Dataset records —
PR #321, opened 2021-02-10
[GH-1181] Ingest Workflow Outputs into TDR

ehigham:
### Purpose

https://broadinstitute.atlassian.net/browse/GH-1181

This change is a demonstrator for generic workflow output ingest into TDR. The main idea is:
- Use womtool to describe the outputs of the WDL. Using this description, build a type environment (a mapping from name -> type).
- When ingesting outputs, lookup the type of the output and dispatch on the type to a specific handler to perform any work needed to ingest that object 
  - e.g. ingest a file to get its TDR resource identifier
- Transform the result into some form that can be ingested as a row in a dataset table (`rename-gather`)
  - map output names onto dataset table names (rename)
  - collect together the outputs (gather)
- Upload result and have TDR ingest it.

The main file to look at is api/test/wfl/integration/datarepo_test.clj.
In the test, I've made use of thunks to delay work that can be performed later (e.g. polling). I've tried to add comments to clarify the intent. Let me know if you have questions.


api/test/wfl/tools/fixtures.clj
```diff
@@ -110,6 +92,49 @@
     (create-local-database name)
     (setup-local-database name)))
 
+(defmacro with-fixtures
```
ehigham, line 95: Not sure if this should be a macro or a fixture.
If I made it a function and the consuming lambda unary, it would itself be a fixture which might be kinda nice.

ehigham: Guess you can do this as a macro? 
```clojure
(fixtures/with-fixtures
     [(fixtures/with-fixtures 
        [(fixtures/with-fixtures 
           [(fixtures/with-fixtures [])])])]
    identity)
=> [[[[]]]]
```

tbl3rd (approved):
Thank you for upload-content.
Not sure how with-fixtures differs from use-fixtures,
but confident using it will bring understanding.

ehigham:
> Thank you for upload-content.
> Not sure how with-fixtures differs from use-fixtures,
> but confident using it will bring understanding.

The difference comes from what I've called a `fixture` and what clojure test calls a `fixture`. In clojure test, a `fixture` has the form [1]: 
```clojure
(defn my-test-fixture [f]
  (create-resource)
  (f)
  (destroy-resource))
```
And it's applied to the testing environment via `use-fixtures`:
```clojure
(use-fixtures my-test-fixture)
```
The thunk `f` passed to the `fixture` cannot have state passed into it. Thus `fixtures` in the clojure test sense have to modify a global variable.
I've introduced a different kind of fixture that allows values to be passed into the function. They can be applied within the test itself have the form: 
```
(def with-my-fixture [data use]
  (let [resource (acquire data)]
    (try
      (use resource)
      (finally
        (release resource)))))
```
`with-fixtures` is a combinator for using multiple of these fixtures without excess indentation.

[1] https://clojuredocs.org/clojure.test/use-fixtures

api/test/wfl/integration/datarepo_test.clj
```diff
@@ -3,59 +3,195 @@
...
+        return      (fn [x]   (constantly x))
+        bind        (fn [f g] (comp g f))
+        ingest-file (partial datarepo/ingest-file dataset-id profile-id)]
+    ((fn go [type value]
+       (case (:typeName type)
+         "File"
+         (let [[bkt obj] (gcs/parse-gs-url value)
+               target    (str/join "/" ["" workload-id obj])
+               mime      (mime-type/ext-mime-type value genomics-mime-types)]
+           (-> (get-in env/stuff [:debug :data-repo :service-account])
```
rexwangcc: Just fyi, I took the `stuff` and `:debug` out from the `environment.clj` so this needs to be something like `(env/getenv "WFL_DATA_REPO_SA")` now

rexwangcc (approved):
`with-fixtures` is really interesting, I can see `macro` makes sense here.

api/test/wfl/integration/datarepo_test.clj
ehigham: Thanks! Merged with your changes now!

PR #323, opened 2021-02-12
Updating AppVersion to the latest tag (0.5.1)

rhiananthony:
### Purpose
The latest tag of WFL is 0.5.1. However the AppVersion was set to 0.5.0. They should be the same

### Changes
Updating the AppVersion in the Chart.yaml file

### Review Instructions
Verify that this is the correct version to be on


ehigham (commented):
We generally keep the next released version in 'version'. Is there a way that we can manage this so that we don't have to manually bump the value in the yaml?

ehigham (approved):

PR #1363, opened 2021-01-20
Mutate edns & remove edns options

### LINKED ISSUE #1362: Ability to mutate Edns options
If you want to remove options from `options` in `Edns` at the moment, you need to create a new `Edns` and not add the options you want to remove.

We've a modified branch of `trust_dns_proto` already that adds the `remove_option` method to `Edns` and a `remove` method to `OPT`. I believe this would satisfy the above situation. If you're alright with all of this I can submit the branch. `Edns` also provides `options` and arguably we can provide `options_mut` also to make the methods symmetric.

As previously stated, the alternative is creating a new `Edns` and copying over everything except the items you wanted to remove.

[options docs](https://docs.rs/trust-dns-proto/0.20.0/trust_dns_proto/op/struct.Edns.html#method.option)

leshow:
closes #1362

### DIFF
--- a/crates/proto/src/op/edns.rs
+++ b/crates/proto/src/op/edns.rs
@@ -88,6 +88,11 @@ impl Edns {
         &self.options
     }
 
+    /// Returns a mutable options portion of EDNS
+    pub fn options_mut(&mut self) -> &mut OPT {
+        &mut self.options
+    }
+
     /// Set the high order bits for the result code.
     pub fn set_rcode_high(&mut self, rcode_high: u8) {
         self.rcode_high = rcode_high
@@ -112,6 +117,11 @@ impl Edns {
     /// Set the specified EDNS option
     pub fn set_option(&mut self, option: EdnsOption) {
         self.options.insert(option);
+    }
+
+    /// Remove the option specified by the `EdnsCode`
+    pub fn remove_option(&mut self, option: EdnsCode) {
+        self.options.remove(option);
     }
 }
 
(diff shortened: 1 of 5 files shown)


crates/proto/src/op/edns.rs
```diff
@@ -113,6 +118,11 @@ impl Edns {
     pub fn set_option(&mut self, option: EdnsOption) {
         self.options.insert(option);
     }
+
+    /// Remove the option specified by the `EdnsCode`
+    pub fn remove_option(&mut self, option: EdnsCode) {
+        self.options.remove(option);
+    }
```
djc, line 125: Do you actually have a use case for this? It seems redundant with `options_mut()`, and I think I'd personally prefer only to expose `options_mut()` instead of having both.

djc (commented):
This mostly seems reasonable, see nit below.

Do you actually need the serde upgrade? If not, please remove it from your branch.

crates/proto/src/op/edns.rs
leshow: Yeah, I wanted to get your take on this actually. It is redundant, but so is `set_option` once we have `options_mut`. The only reason I added `remove_` was so there was some symmetry in the API.

It doesn't matter to me either way though, as long as there's *some* way to accomplish a removal.

djc: Yeah, adding `#[deprecated]` on `set_option()` sounds like a plan to me.

djc:
(Also please rebase on current main.)

leshow:
Blah sorry, I kept pushing with a few typos. There it should all be fine now.

djc (approved):

bluejekyll:
Looks like some `#[allow(deprecated)]` is going to be needed if we do deprecate that `set_option` method.  I'm fine with that (or updating the existing use cases instead).

djc:
Thanks!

Work instruction —
Repeat the listing above exactly, every line of it.

Solution to this problem —
PR #321, opened 2021-02-10
[GH-1181] Ingest Workflow Outputs into TDR

ehigham:
### Purpose

https://broadinstitute.atlassian.net/browse/GH-1181

This change is a demonstrator for generic workflow output ingest into TDR. The main idea is:
- Use womtool to describe the outputs of the WDL. Using this description, build a type environment (a mapping from name -> type).
- When ingesting outputs, lookup the type of the output and dispatch on the type to a specific handler to perform any work needed to ingest that object 
  - e.g. ingest a file to get its TDR resource identifier
- Transform the result into some form that can be ingested as a row in a dataset table (`rename-gather`)
  - map output names onto dataset table names (rename)
  - collect together the outputs (gather)
- Upload result and have TDR ingest it.

The main file to look at is api/test/wfl/integration/datarepo_test.clj.
In the test, I've made use of thunks to delay work that can be performed later (e.g. polling). I've tried to add comments to clarify the intent. Let me know if you have questions.


api/test/wfl/tools/fixtures.clj
```diff
@@ -110,6 +92,49 @@
     (create-local-database name)
     (setup-local-database name)))
 
+(defmacro with-fixtures
```
ehigham, line 95: Not sure if this should be a macro or a fixture.
If I made it a function and the consuming lambda unary, it would itself be a fixture which might be kinda nice.

ehigham: Guess you can do this as a macro? 
```clojure
(fixtures/with-fixtures
     [(fixtures/with-fixtures 
        [(fixtures/with-fixtures 
           [(fixtures/with-fixtures [])])])]
    identity)
=> [[[[]]]]
```

tbl3rd (approved):
Thank you for upload-content.
Not sure how with-fixtures differs from use-fixtures,
but confident using it will bring understanding.

ehigham:
> Thank you for upload-content.
> Not sure how with-fixtures differs from use-fixtures,
> but confident using it will bring understanding.

The difference comes from what I've called a `fixture` and what clojure test calls a `fixture`. In clojure test, a `fixture` has the form [1]: 
```clojure
(defn my-test-fixture [f]
  (create-resource)
  (f)
  (destroy-resource))
```
And it's applied to the testing environment via `use-fixtures`:
```clojure
(use-fixtures my-test-fixture)
```
The thunk `f` passed to the `fixture` cannot have state passed into it. Thus `fixtures` in the clojure test sense have to modify a global variable.
I've introduced a different kind of fixture that allows values to be passed into the function. They can be applied within the test itself have the form: 
```
(def with-my-fixture [data use]
  (let [resource (acquire data)]
    (try
      (use resource)
      (finally
        (release resource)))))
```
`with-fixtures` is a combinator for using multiple of these fixtures without excess indentation.

[1] https://clojuredocs.org/clojure.test/use-fixtures

api/test/wfl/integration/datarepo_test.clj
```diff
@@ -3,59 +3,195 @@
...
+        return      (fn [x]   (constantly x))
+        bind        (fn [f g] (comp g f))
+        ingest-file (partial datarepo/ingest-file dataset-id profile-id)]
+    ((fn go [type value]
+       (case (:typeName type)
+         "File"
+         (let [[bkt obj] (gcs/parse-gs-url value)
+               target    (str/join "/" ["" workload-id obj])
+               mime      (mime-type/ext-mime-type value genomics-mime-types)]
+           (-> (get-in env/stuff [:debug :data-repo :service-account])
```
rexwangcc: Just fyi, I took the `stuff` and `:debug` out from the `environment.clj` so this needs to be something like `(env/getenv "WFL_DATA_REPO_SA")` now

rexwangcc (approved):
`with-fixtures` is really interesting, I can see `macro` makes sense here.

api/test/wfl/integration/datarepo_test.clj
ehigham: Thanks! Merged with your changes now!

PR #323, opened 2021-02-12
Updating AppVersion to the latest tag (0.5.1)

rhiananthony:
### Purpose
The latest tag of WFL is 0.5.1. However the AppVersion was set to 0.5.0. They should be the same

### Changes
Updating the AppVersion in the Chart.yaml file

### Review Instructions
Verify that this is the correct version to be on


ehigham (commented):
We generally keep the next released version in 'version'. Is there a way that we can manage this so that we don't have to manually bump the value in the yaml?

ehigham (approved):

PR #1363, opened 2021-01-20
Mutate edns & remove edns options

### LINKED ISSUE #1362: Ability to mutate Edns options
If you want to remove options from `options` in `Edns` at the moment, you need to create a new `Edns` and not add the options you want to remove.

We've a modified branch of `trust_dns_proto` already that adds the `remove_option` method to `Edns` and a `remove` method to `OPT`. I believe this would satisfy the above situation. If you're alright with all of this I can submit the branch. `Edns` also provides `options` and arguably we can provide `options_mut` also to make the methods symmetric.

As previously stated, the alternative is creating a new `Edns` and copying over everything except the items you wanted to remove.

[options docs](https://docs.rs/trust-dns-proto/0.20.0/trust_dns_proto/op/struct.Edns.html#method.option)

leshow:
closes #1362

### DIFF
--- a/crates/proto/src/op/edns.rs
+++ b/crates/proto/src/op/edns.rs
@@ -88,6 +88,11 @@ impl Edns {
         &self.options
     }
 
+    /// Returns a mutable options portion of EDNS
+    pub fn options_mut(&mut self) -> &mut OPT {
+        &mut self.options
+    }
+
     /// Set the high order bits for the result code.
     pub fn set_rcode_high(&mut self, rcode_high: u8) {
         self.rcode_high = rcode_high
@@ -112,6 +117,11 @@ impl Edns {
     /// Set the specified EDNS option
     pub fn set_option(&mut self, option: EdnsOption) {
         self.options.insert(option);
+    }
+
+    /// Remove the option specified by the `EdnsCode`
+    pub fn remove_option(&mut self, option: EdnsCode) {
+        self.options.remove(option);
     }
 }
 
(diff shortened: 1 of 5 files shown)


crates/proto/src/op/edns.rs
```diff
@@ -113,6 +118,11 @@ impl Edns {
     pub fn set_option(&mut self, option: EdnsOption) {
         self.options.insert(option);
     }
+
+    /// Remove the option specified by the `EdnsCode`
+    pub fn remove_option(&mut self, option: EdnsCode) {
+        self.options.remove(option);
+    }
```
djc, line 125: Do you actually have a use case for this? It seems redundant with `options_mut()`, and I think I'd personally prefer only to expose `options_mut()` instead of having both.

djc (commented):
This mostly seems reasonable, see nit below.

Do you actually need the serde upgrade? If not, please remove it from your branch.

crates/proto/src/op/edns.rs
leshow: Yeah, I wanted to get your take on this actually. It is redundant, but so is `set_option` once we have `options_mut`. The only reason I added `remove_` was so there was some symmetry in the API.

It doesn't matter to me either way though, as long as there's *some* way to accomplish a removal.

djc: Yeah, adding `#[deprecated]` on `set_option()` sounds like a plan to me.

djc:
(Also please rebase on current main.)

leshow:
Blah sorry, I kept pushing with a few typos. There it should all be fine now.

djc (approved):

bluejekyll:
Looks like some `#[allow(deprecated)]` is going to be needed if we do deprecate that `set_option` method.  I'm fine with that (or updating the existing use cases instead).

djc:
Thanks!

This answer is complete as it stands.